Each check should produce a flag dict on hit:

$flags[] = [
    'severity' => 'high',    // 'high' refuses the DB (per default threshold N=1)
                             // 'medium' / 'low' flag in the report but allow import
    'code'     => 'short_machine_readable_code',
    'details'  => 'Human-readable explanation including the matched value(s).',
];

Safety checklist

  1. Severity reflects confidence. Use high only when a false positive is acceptable for the customer (they re-import via the "import anyway" UI button). Errors of measurement here translate directly to admin support tickets.
  2. Check is fast. The whole .sql dump is in memory as a string; prefer preg_match on the raw string or a pre-built map (see extract_wp_options()) over re-parsing the full dump.
  3. Check is well-tested. Add a fixture under tests/fixtures/wp-scan-<code>/ with a synthetic dump that triggers the flag and one that does not.
  4. Allow-list awareness. If the check is comparing a value against the customer's domain list, use domain_in_allowlist($host, $allowedDomains) so subdomain matches work consistently with the rest of the scanner.
  5. Don't break engine swap. wp_content_scan() runs AFTER the engine swap on the same $rewritten string. Both your check and the engine swap must be tolerant of each other's output.

How to test locally

Build the image

docker build -t cpanel-importer:dev .

Confirm the image is under the budget:

docker images cpanel-importer:dev --format '{{.Size}}'

Target: < 1 GB extracted (spec asks < 600 MB compressed for prod, but local builds typically come in around 700900 MB extracted including ClamAV signature DBs).

Build the fixtures

bash tests/build-fixtures.sh

Two tarballs land under tests/fixtures/:

  • cpmove-clean.tar.gz — a benign cpmove with a WordPress MyISAM dump.
  • cpmove-alfa.tar.gz — same shape PLUS an ALFA-style symlink to /etc.

Run against the clean fixture

mkdir -p /tmp/test-quarantine /tmp/test-sanitized
docker run --rm \
    -e IMPORT_ID=test-clean \
    -e IMPORT_USERNAME=testuser \
    -e IMPORT_BACKUP_FILE=/host/backup/cpmove-clean.tar.gz \
    -e CLAMAV_REFRESH=false \
    -v "$PWD/tests/fixtures/cpmove-clean.tar.gz:/host/backup/cpmove-clean.tar.gz:ro" \
    -v /tmp/test-quarantine:/host/quarantine \
    -v /tmp/test-sanitized:/host/sanitized \
    cpanel-importer:dev

Expect status=completed, MyISAM count > 0, no flags, exit 0.

Run against the ALFA fixture

docker run --rm \
    -e IMPORT_ID=test-alfa \
    -e IMPORT_USERNAME=testuser \
    -e IMPORT_BACKUP_FILE=/host/backup/cpmove-alfa.tar.gz \
    -e CLAMAV_REFRESH=false \
    -v "$PWD/tests/fixtures/cpmove-alfa.tar.gz:/host/backup/cpmove-alfa.tar.gz:ro" \
    -v /tmp/test-quarantine:/host/quarantine \
    -v /tmp/test-sanitized:/host/sanitized \
    cpanel-importer:dev

Expect non-zero exit, status=failed, failed_stage=extract, and stderr from inside the container containing tarball contains dangerous symlinks; aborting.

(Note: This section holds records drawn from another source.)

Issue #263, opened 2025-04-23
Add a method to rotate encryption password


danbarr:
ToolHive currently lacks any method to rotate/change the encryption password. Users must delete the keyring entry (with `thv secret reset-keyring`) and secrets_encrypted file and start over.

It would be good to have a method to do this.

We might also consider letting ToolHive generate a random password, assuming keyring access is verified on the user's system? (This could also imply an additional `thv secret init --generate` command to do this initially, and/or a question when running the first `secret` command?)

### Potential workflow

Interactive version:
```bash
$ thv secret rotate-password
Enter the new encryption password: 

# User enters new password, ToolHive re-encrypts the file, then updates the keyring entry
```

Non-interactive version:
```bash
$ thv secret rotate-password --generate

# ToolHive generates a strong random password, re-encrypts the file, then updates the keyring entry
# IF keyring update fails for any reason, display the generated password to the user so they're not locked out of their file?
```

JAORMX:
Still valid! Having to nuke everything with `reset-keyring` just to change your password isn't ideal.

We've got the infrastructure in place to support this (the `EncryptedManager` can already re-encrypt, and we have `GenerateSecurePassword()` for the `--generate` flag). It's mostly a matter of wiring up the command.

We'll get to this soon.

PR #4318, opened 2026-03-23
Wire session-aware backend routing in proxy transports (RC-12)

### LINKED ISSUE #4212: Wire session-aware backend routing and LRU cache-size in proxy transports (RC-12, RC-13)
## Description

Switch all three proxy transport constructors (streamable, HTTP-SSE, and transparent) to use `session.NewManagerWithRedis`, enabling session-sticky routing across multiple proxyrunner replicas (RC-12).

> **Note**: RC-13 (LRU cache-size wiring) has been dropped. `RedisStorage.Load` uses `GETEX`, which atomically returns session data and refreshes the TTL in a single round-trip, making a local LRU cache layer unnecessary. See [#4294](https://github.com/stacklok/toolhive/pull/4294) for the rationale.

Parent epic: stacklok/stacklok-epics#263

**Dependencies**: #4236 (RC-7 — NewManagerWithRedis constructor), #4239 (TASK-001 — RunConfig fields)
**Blocks**: none (leaf node in the DAG)

### RC-12 — Session-aware routing
- [ ] `NewHTTPProxy` (streamable): constructs session manager via `session.NewManagerWithRedis`; accepts a Redis storage override via `WithSessionStorage` option (defaults to `session.NewLocalStorage()` when not provided)
- [ ] `NewHTTPSSEProxy`: same
- [ ] `NewTransparentProxyWithOptions`: same
- [ ] Transparent proxy `Rewrite` reads `"backend_url"` metadata key from session and overrides `pr.Out.URL`; falls back to static `targetURL` when absent or unparseable
- [ ] Non-initialize requests with unknown session ID return HTTP 400 in transparent proxy handler
- [ ] Existing single-replica behavior preserved when no `WithSessionStorage` is provided (defaults to `LocalStorage`)

### General
- [ ] All existing tests in `pkg/transport/proxy/streamable/`, `pkg/transport/proxy/httpsse/`, and `pkg/transport/proxy/transparent/` pass
- [ ] `go vet ./pkg/transport/proxy/...` reports no issues
- [ ] Tests for transparent proxy `Rewrite`: (a) `backend_url` in metadata overrides target; (b) no `backend_url` falls back to static target; (c) unknown session ID on non-initialize returns HTTP 400

### RC-12 — Storage wiring

Add `WithSessionStorage(storage session.Storage) Option` to each proxy constructor. When not provided, default to `session.NewLocalStorage()`. Pass the storage to `session.NewManagerWithRedis`:

```go
// At call sites in pkg/transport/http.go, when Redis is configured:
mgr := session.NewManagerWithRedis(redisClient)
// Otherwise fall back to local storage (single-replica default)
```

Extend the transparent proxy `Rewrite`:

```go
if sid := pr.In.Header.Get("Mcp-Session-Id"); sid != "" {
    if sess, ok := p.sessionManager.Get(sid); ok {
        if backendURL, _ := sess.GetMetadataValue("backend_url"); backendURL != "" {
            if parsed, err := url.Parse(backendURL); err == nil {
                pr.Out.URL = parsed
            }
        }
    }
}
```

### Code Pointers

- `pkg/transport/proxy/streamable/streamable_proxy.go:72–98` — `NewHTTPProxy`; `session.NewManager` → `session.NewManagerWithRedis`
- `pkg/transport/proxy/streamable/streamable_proxy.go:617–621` — `resolveSessionForBatch`; pattern for HTTP 400 on unknown session
- `pkg/transport/proxy/httpsse/http_proxy.go:93–120` — `NewHTTPSSEProxy`; same replacement
- `pkg/transport/proxy/transparent/transparent_proxy.go:253–310` — `NewTransparentProxyWithOptions`; session manager wiring
- `pkg/transport/proxy/transparent/transparent_proxy.go:487–513` — `Rewrite` closure; `backend_url` override injected here
- `pkg/transport/http.go` — call sites for both proxy constructors

## Out of Scope

- RoutingStorage / LRU cache layer (dropped — see [#4294](https://github.com/stacklok/toolhive/pull/4294))
- `RunConfig.SessionCacheSize` wiring (no longer needed)
- Backend pod selection / round-robin on `initialize`
- StatefulSet replica count wiring (TASK-002) or graceful shutdown (TASK-003)

## References

- [Epic #263](https://github.com/stacklok/stacklok-epics/issues/263)
- [RC-7 #4236: NewManagerWithRedis constructor](https://github.com/stacklok/toolhive/pull/4236)

yrobla:
## Summary

Implements RC-12 from the horizontal scaling RFC (THV-0047, epic #263):

- Adds `WithSessionStorage(session.Storage) Option` to all three proxy transports (streamable, HTTP-SSE, transparent), allowing a Redis-backed session store to be injected for multi-replica deployments
- Transparent proxy now stores `backend_url = targetURI` in session metadata when an `initialize` response returns `Mcp-Session-Id`, and routes subsequent requests to the originating pod via the `Rewrite` closure
- Non-initialize requests with an unknown session ID are rejected with HTTP 400 rather than silently forwarded

Fixes #4212 

## Type of change

- [ ] Bug fix
- [x] New feature
- [ ] Dependency update
- [ ] Documentation
- [ ] Other (describe):

## Test plan

## Changes

| File | Change |
|------|--------|
|      |        |

## Large PR Justification

This is a complete PR with an isolated functionality and complete tests. Cannot be split.


pkg/transport/proxy/httpsse/http_proxy.go
```diff
@@ -89,13 +89,32 @@ type HTTPSSEProxy struct {
...
+	return func(p *HTTPSSEProxy) {
+		if storage == nil {
+			return
+		}
+		if p.sessionManager != nil {
+			_ = p.sessionManager.Stop()
+		}
+		sseFactory := func(id string) session.Session { return session.NewSSESession(id) }
+		p.sessionManager = session.NewManagerWithStorage(session.DefaultSessionTTL, sseFactory, storage)
+	}
```
jerm-dro, line 129: **blocker:** `Manager.Range()` is a no-op for non-`LocalStorage` backends (`manager.go:264-268`). HTTPSSEProxy relies on `Range()` in three critical paths: disconnecting all clients on `Stop` (line 223), detecting connected clients for message forwarding (line 278), and broadcasting SSE events to all sessions (line 443). If Redis storage is injected here, all three silently stop working — messages are never delivered and sessions are never disconnected.

This should be addressed before Redis storage is integrated. Ideally we'd remove `Range()` from `Manager` altogether — it's a `LocalStorage`-specific concept that doesn't translate to distributed backends. The SSE proxy needs a different mechanism for tracking live connections that doesn't depend on iterating the session store.

pkg/transport/proxy/transparent/transparent_proxy.go
```diff
@@ -428,7 +467,9 @@ func (t *tracingTransport) RoundTrip(req *http.Request) (*http.Response, error)
 			slog.Debug("detected Mcp-Session-Id header", "session_id", ct)
 			internalID := normalizeSessionID(ct)
 			if _, ok := t.p.sessionManager.Get(internalID); !ok {
```
jerm-dro, line 484: **nitpick:** `"backend_url"` is used as a metadata key in three places: stored here, read in the `Rewrite` closure (line 555), and asserted in tests. Consider extracting this to a `const` to avoid silent breakage if one occurrence is changed without the others.

jerm-dro, line 484: **suggestion:** Rather than storing the proxy's own `targetURI` here and overriding scheme/host in the `Rewrite` closure on every request, could we resolve the backend pod's stable DNS name via the K8s API (e.g., `http://mcp-server-0.mcp-server.default.svc:8080`) before creating the session? If the session's `backend_url` is already the pod's full address, the `Rewrite` closure becomes unnecessary — the reverse proxy can target the session's URL directly.

jerm-dro (dismissed):
`Manager.Range()` is a no-op for non-local storage backends, and HTTPSSEProxy depends on it for core functionality. This needs to be resolved before Redis storage can be safely injected. See inline comments for details and two additional suggestions.

pkg/transport/proxy/transparent/transparent_proxy.go
yrobla: The transparent proxy intentionally doesn't resolve pod DNS — it has no K8s API access and only knows its configured targetURI. The backend_url stored on initialize is the proxy's own targetURI as a default; the actual pod-specific URL is meant to be injected by the vMCP/operator layer before the request reaches the proxy (e.g. by setting backend_url directly on the session after resolving mcp-server-0.mcp-server.default.svc:8080 via K8s). When that happens, the Rewrite closure picks it up automatically. In single-replica deployments targetURI == the pod address so the behavior is identical.

pkg/transport/proxy/streamable/streamable_proxy.go
```diff
@@ -68,12 +68,31 @@ type HTTPProxy struct {
...
+		sFactory := func(id string) session.Session { return session.NewStreamableSession(id) }
+		p.sessionManager = session.NewManagerWithStorage(session.DefaultSessionTTL, sFactory, storage)
+	}
+}
+
 // NewHTTPProxy creates a new HTTPProxy for streamable HTTP transport.
 func NewHTTPProxy(
 	host string,
 	port int,
 	prometheusHandler http.Handler,
```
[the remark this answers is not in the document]
yrobla: i do not care about breaking changes

pkg/transport/proxy/httpsse/http_proxy.go
```diff
@@ -89,13 +96,38 @@ type HTTPSSEProxy struct {
...
 // NewHTTPSSEProxy creates a new HTTP SSE proxy for transports.
 func NewHTTPSSEProxy(
 	host string,
 	port int,
 	trustProxyHeaders bool,
 	prometheusHandler http.Handler,
-	middlewares ...types.NamedMiddleware,
+	middlewares []types.NamedMiddleware,
+	opts ...Option,
 ) *HTTPSSEProxy {
```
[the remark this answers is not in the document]
yrobla: i do not care about breaking changes

pkg/transport/proxy/transparent/transparent_proxy.go
jerm-dro: Makes sense. Thanks for explaining.

pkg/transport/proxy/httpsse/http_proxy.go
```diff
@@ -493,6 +527,9 @@ func (p *HTTPSSEProxy) removeClient(clientID string) {
 		sseSession.Disconnect()
```
jerm-dro: **question (blocking):** `removeClient` fetches the session from `sessionManager.Get(clientID)` and calls `Disconnect()` on it. With a distributed storage backend, `Get` deserializes a *new* `SSESession` with a different `MessageCh` — `Disconnect()` closes the wrong channel, leaving the actual live connection in `liveSSESessions` undrained.

Should this disconnect from `liveSSESessions` instead? Something like:
```go
if val, ok := p.liveSSESessions.LoadAndDelete(clientID); ok {
    if sess, ok := val.(*session.SSESession); ok {
        sess.Disconnect()
    }
}
```
Then delete from `sessionManager` after.

pkg/transport/proxy/transparent/transparent_proxy.go
```diff
@@ -507,6 +560,22 @@ func (p *TransparentProxy) Start(ctx context.Context) error {
...
 			pr.SetXForwarded()
 
+			// Route to the originating backend pod when session metadata contains backend_url.
+			// Falls back to static targetURL when the session doesn't exist or has no backend_url.
+			if sid := pr.In.Header.Get("Mcp-Session-Id"); sid != "" {
+				if sess, ok := p.sessionManager.Get(normalizeSessionID(sid)); ok {
+					if backendURLStr, exists := sess.GetMetadataValue(sessionMetadataBackendURL); exists && backendURLStr != "" {
+						if parsed, err := url.Parse(backendURLStr); err == nil {
+							pr.Out.URL.Scheme = parsed.Scheme
+							pr.Out.URL.Host = parsed.Host
```
jerm-dro, line 604: **suggestion:** `url.Parse("mcp-server-0:8080")` succeeds but returns empty `Scheme`/`Host`, which would overwrite `pr.Out.URL.Scheme` and `pr.Out.URL.Host` with empty strings and silently break routing. Guard against non-absolute URLs:
```go
if parsed, err := url.Parse(backendURLStr); err == nil && parsed.Scheme != "" && parsed.Host != "" {
    pr.Out.URL.Scheme = parsed.Scheme
    pr.Out.URL.Host = parsed.Host
} else {
    slog.Debug("backend_url from session metadata is not a valid absolute URL; using static target",
        sessionMetadataBackendURL, backendURLStr, "error", err)
}
```
This also warrants a unit test — e.g., a session with `backend_url` set to `"mcp-server-0:8080"` should fall back to the static target, not corrupt the outbound URL.

pkg/transport/proxy/httpsse/http_proxy.go
```diff
@@ -89,13 +96,38 @@ type HTTPSSEProxy struct {
 	closedClientsMutex sync.Mutex
 }
 
+// Option configures an HTTPSSEProxy.
+type Option func(*HTTPSSEProxy)
+
+// WithSessionStorage injects a custom storage backend into the session manager.
+// When not provided, the proxy uses in-memory LocalStorage (single-replica default).
+// Provide a Redis-backed storage for multi-replica deployments so all replicas
```
jerm-dro, line 103: **suggestion:** The godoc on `WithSessionStorage` should document the architectural context: `HTTPSSEProxy` is currently only used by `StdioTransport` for stdio-backed MCP servers. SSE fan-out and POST handling are both local to the instance holding the live connection, so Redis storage enables cross-replica session metadata sharing but does not solve cross-replica message delivery — a POST accepted on replica B won't reach a client whose SSE connection is on replica A. Callers must ensure an external load balancer provides session affinity when using distributed storage with this proxy.

Clients should prefer Streamable HTTP (`ProxyModeStreamableHTTP`), which is also supported on `StdioTransport` and doesn't have this affinity constraint.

Iterating on PHP / shell scripts

The scripts/ directory is COPYed in late in the Dockerfile, so edits there only re-trigger the last layer of the build — typical turnaround is ~5 seconds.


Code style

  • Bash scripts: set -euo pipefail, absolute paths only, every external command on its own logical line, comment each non-obvious flag.
  • PHP scripts: 4-space indent, single quotes for non-interpolated strings, <?php opener on line 1, no closing ?>.
  • All scripts must be idempotent — the worker may be re-run against the same IMPORT_ID on retry; second runs must overwrite the prior report.json cleanly.

CI

Pushes to trunk build + push the image to repo.anhonesthost.net/cloud-hosting-platform/cpanel-importer:latest and ...:<sha>. Pushes of a YYYY.MM.NNN tag additionally tag ...:YYYY.MM.NNN. CI runs the smoke test (image starts and echo ok runs) and PHP -l / bash -n syntax checks on every script before pushing.

See .gitea/workflows/build-push.yaml.